[Dataset entries]
▽

PR #2603, opened 2025-01-17
feat: add gift support in webhook

ilasw:
- Add gift logic in paddle webhook
- Add tests for plus gifting


src/entity/user/User.ts
```diff
@@ -29,6 +29,8 @@ export type UserSubscriptionFlags = Partial<{
   cycle: SubscriptionCycles;
   createdAt: Date;
   subscriptionId: string;
+  gifterId: string;
+  giftExpirationDate: Date;
```
capJavert, line 33: optional?

```suggestion
  gifterId?: string;
  giftExpirationDate?: Date;
```

src/routes/webhooks/paddle.ts
```diff
@@ -74,6 +82,39 @@ const updateUserSubscription = async ({
     );
     return false;
   }
+
+  const { gifter_id: gifterId, duration } = customData;
+  const durationTime = duration && parseInt(duration);
```
capJavert, line 87: is this part set as custom data on frontend side?

src/routes/webhooks/paddle.ts
```diff
@@ -74,6 +82,39 @@ const updateUserSubscription = async ({
...
+
+    const targetUser = await con.getRepository(User).findOne({
+      select: ['subscriptionFlags'],
+      where: { id: userId },
+    });
+    if (isPlusMember(targetUser?.subscriptionFlags?.cycle)) {
+      logger.error({ type: 'paddle', data }, 'User is already a Plus member');
+      return false;
+    }
+  }
```
capJavert, line 116: This means that even though user is already member the gifter payed so not sure if we need to do anything there money wise?

__tests__/paddle.ts
```diff
@@ -0,0 +1,174 @@
...
+let con: DataSource;
+
+beforeAll(async () => {
+  con = await createOrGetConnection();
+  app = await appFunc();
+  return app.ready();
+});
+
+beforeEach(async () => {
+  await saveFixtures(con, User, [...usersFixture, ...plusUsersFixture]);
```
capJavert, line 25: can you also add prefixes as I mentioned in cron PR?

src/routes/webhooks/paddle.ts
```diff
@@ -74,6 +82,39 @@ const updateUserSubscription = async ({
     );
     return false;
   }
+
+  const { gifter_id: gifterId, duration } = customData;
```
rebelchris, line 86: Shouldn't we extract duration from the actual message?
So it will say start date or something like that of purchase and API we can just do + 1 year?

src/routes/webhooks/paddle.ts
```diff
@@ -74,6 +82,39 @@ const updateUserSubscription = async ({
...
+  const durationTime = duration && parseInt(duration);
+  const isGift = !!durationTime && gifterId;
+  if (isGift) {
+    if (userId === gifterId) {
+      logger.error({ type: 'paddle', data }, 'User and gifter are the same');
+      return false;
+    }
```
rebelchris, line 93: We don't do any protection on the frontend for this?
If not, we should :)

src/routes/webhooks/paddle.ts
```diff
@@ -74,6 +82,39 @@ const updateUserSubscription = async ({
...
+
+    const gifterUser = await con
+      .getRepository(User)
+      .findOneBy({ id: gifterId });
+    if (!gifterUser) {
+      logger.error({ type: 'paddle', data }, 'Gifter user not found');
+      return false;
+    }
```
rebelchris, line 106: Might be good to add alerts for some of these (CC @capJavert )

rebelchris (changes requested):
Overall looks good, some minor questions really.

src/routes/webhooks/paddle.ts
capJavert: yeah agree, we can do it once this is deployed 👌

src/routes/webhooks/paddle.ts
capJavert: I was worried if we pass to frontend user can inject it to whatever so might need to be set fixed on the API https://github.com/dailydotdev/daily-api/pull/2603#discussion_r1922274898

src/routes/webhooks/paddle.ts
ilasw: Not yet, but we need to add it during the next tasks

capJavert: in that case it can be mended by malicious user so we should have it coded on the API side only and not be dynamic and user injectable

src/routes/webhooks/paddle.ts
ilasw: Yes we should, but is better to put a check even on server, not?

src/routes/webhooks/paddle.ts
ilasw: Ok, since currently we plan only for yearly plan gift I can hardcode it here ✔️  @rebelchris @capJavert

src/routes/webhooks/paddle.ts
rebelchris: Yeah, just have to make sure we probably throw error someone goes and looks at as it should never happen hopefully.

src/routes/webhooks/paddle.ts
ilasw: User shouldn't be able to gift to a plus user, this is a really edge case imo 👀

__tests__/paddle.ts
ilasw: Added ✔️

src/routes/webhooks/paddle.ts
ilasw: Updated ✔️

capJavert (approved):

src/routes/webhooks/paddle.ts
capJavert: @ilasw can you make note to setup this alerts after the feature goes live?

ilasw: Yes ✔️ 
Where do we setup those alerts? 👀

capJavert: https://dailydotdev.atlassian.net/wiki/spaces/HAN/pages/1234567185/Alerting+and+incident+management

src/routes/webhooks/paddle.ts
sshanzel: I agree with Ante's concern. Should we maybe record this somewhere? Or the logging would enough? Maybe we need to send a Slack message or something.

__tests__/setup.ts
```diff
@@ -26,6 +26,7 @@ jest.mock('../src/remoteConfig', () => ({
       vordrIps: ['192.0.2.0/24', '198.51.100.0/24', '203.0.113.0/24'],
       ignoredWorkEmailDomains: ['igored.com', 'ignored.org'],
       rateLimitReputationThreshold: 1,
+      pricingIds: { pricingGift: 'yearly' },
```
rebelchris, line 29: PlusPriceType.Yearly :) but not urgent

src/paddle.ts
```diff
@@ -3,5 +3,7 @@ export enum SubscriptionCycles {
   Yearly = 'yearly',
 }
 
+export const subscriptionGiftDuration = 31557600000;
```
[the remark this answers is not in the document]
rebelchris: Can we just re-use this one?
https://github.com/dailydotdev/apps/blob/a680fefe4c27d68cdc38bc954fe14851bf0ac8f6/packages/shared/src/lib/dateFormat.ts#L15

rebelchris (approved):
Non blocking comments, nice work

__tests__/setup.ts
ilasw: Tried to use `SubscriptionCycles` but didn't work due to load time, reverted and maybe add later on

△

What is the number of lines in the data holding the word "even"? Reply with that number only.

2